Mark Reilly, the man tasked with the day-to-day running of Forte, is in a fairly confident mood when he hooks up with Minesite for one of those giant American-style coffees in a Starbucks right in the heart of the City. But there’s not much confidence to be seen anywhere else in the neighbourhood. Who knows? – if the Americans had only stuck to drinking from reasonably-sized coffee cups, maybe the country’s borrowers and lenders wouldn’t have gone so haywire… But none of that concerns Forte, at least not directly. This is a company that’s already had its financial apocalypse and is a long way into the bounce back phase. This is a company that even if its shares have dropped by 50 per cent or so since last year, is still up by a factor of more than three times on where was four or five years ago. And there are tangible reasons to be cheerful about the future too: there’s money in the bank, and let’s face it, even if the uranium spot price has been flat over the past few months, uranium is the only other metal outside of silver and gold that anyone is remotely bullish about in the short to medium term.

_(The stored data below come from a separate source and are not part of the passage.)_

Issue #401, opened 2021-03-26
Profiling time cost of each processor


hunterhector:
**Is your feature request related to a problem? Please describe.**
When running a pipeline with multiple processors, it is helpful to know the resource and time consumption of each processor. These can actually be measured by the framework. 

**Describe the solution you'd like**
1. Provide an option for the pipeline to start the profiling.
2. The system profiles the time of each processor.
3. The system can also profile other relevant resources if needed, such as CPU and GPU, but if this profiling is expensive, we should probably leave them to 3rd party profiling tools.

The main processing happens around here:
https://github.com/asyml/forte/blob/87f243aa0cdfe2914e1541e798b5fdb1a8650b26/forte/pipeline.py#L341

which is called here:
https://github.com/asyml/forte/blob/87f243aa0cdfe2914e1541e798b5fdb1a8650b26/forte/pipeline.py#L515

So it is possible to inject some timer around these lines.

**Describe alternatives you've considered**

**Additional context**

PR #421, opened 2021-04-07
Profiling time cost of each processor

mylibrar:
This PR fixes https://github.com/asyml/forte/issues/401 (Profiling time cost of each processor). 

### Description of changes
1. Provide an option for the pipeline to start the profiling. Add a boolean **Pipeline._enable_profiling** to the Pipeline class to enable time profiling. User can toggle the boolean to enable/disable profiling of pipeline with **Pipeline.set_profiling()**. To enable profiling, you should call the method before initializing the pipeline.
2. The system profiles the time of each processor. Add a float list **Pipeline._profiler** to aggregate time cost for each processors. Timers are injected around each call of **Pipeline._process_with_component()** and each time cost is added to the corresponding component index in **Pipeline._profiler**. 
3. **BaseReader** is modified to support time profiling of readers. Timers are injected around the yield statement in **BaseReader.iter()** to time the process of reading each data pack. Profiler info will be logged with the following format:
    - Reader: Name_Of_Reader, [time_cost (in seconds)]
    - Component [0]: Name of it, [time_cost (in seconds)] 
    - Component [1]: Name of it, [time_cost (in seconds)]
    - ...

May slow down the execution of relevant operations for readers and processors on the pipeline.

### Test Conducted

That leaves Mark Reilly with a relatively easy sell, although there’s still much work to be done on the ground at Forte’s projects, and still much work to be done convincing investors that the two countries in which Forte is operating, Guinea and Mauretania, are safe enough places to be spending cash, given that cash is very much king nowadays. The project in Mauretania is the bigger of the company’s two prospects, but the next news will be on Guinea, where a 6,000 metre drill campaign was recently completed. The results from that will be out within the next six to eight weeks, and, says Mark Reilly, “we’re reasonably confident we’ll have an economic resource”. The next step there will be a pre-feasibility study. Meanwhile, in Mauretania, Forte is targeting a minimum of 60 million pounds of U3O8 under its joint venture with Areva, and expects to put out an initial resource statement before the year end. As to the politics, well the world may have moved on, and so may Murchison United, but there’s nothing like having the national champion of the former colonial power batting for your side on the ground in Africa, even if a cricketing metaphor isn’t perhaps the most apposite to Areva or the French. That said, with A$4 million of its own, plus the prospect of realizing some value from some residual copper assets, Forte is certainly in a strong enough position to be master of its own destiny. What would be really nice would be a bit of upward movement in spot uranium, but you can’t have everything.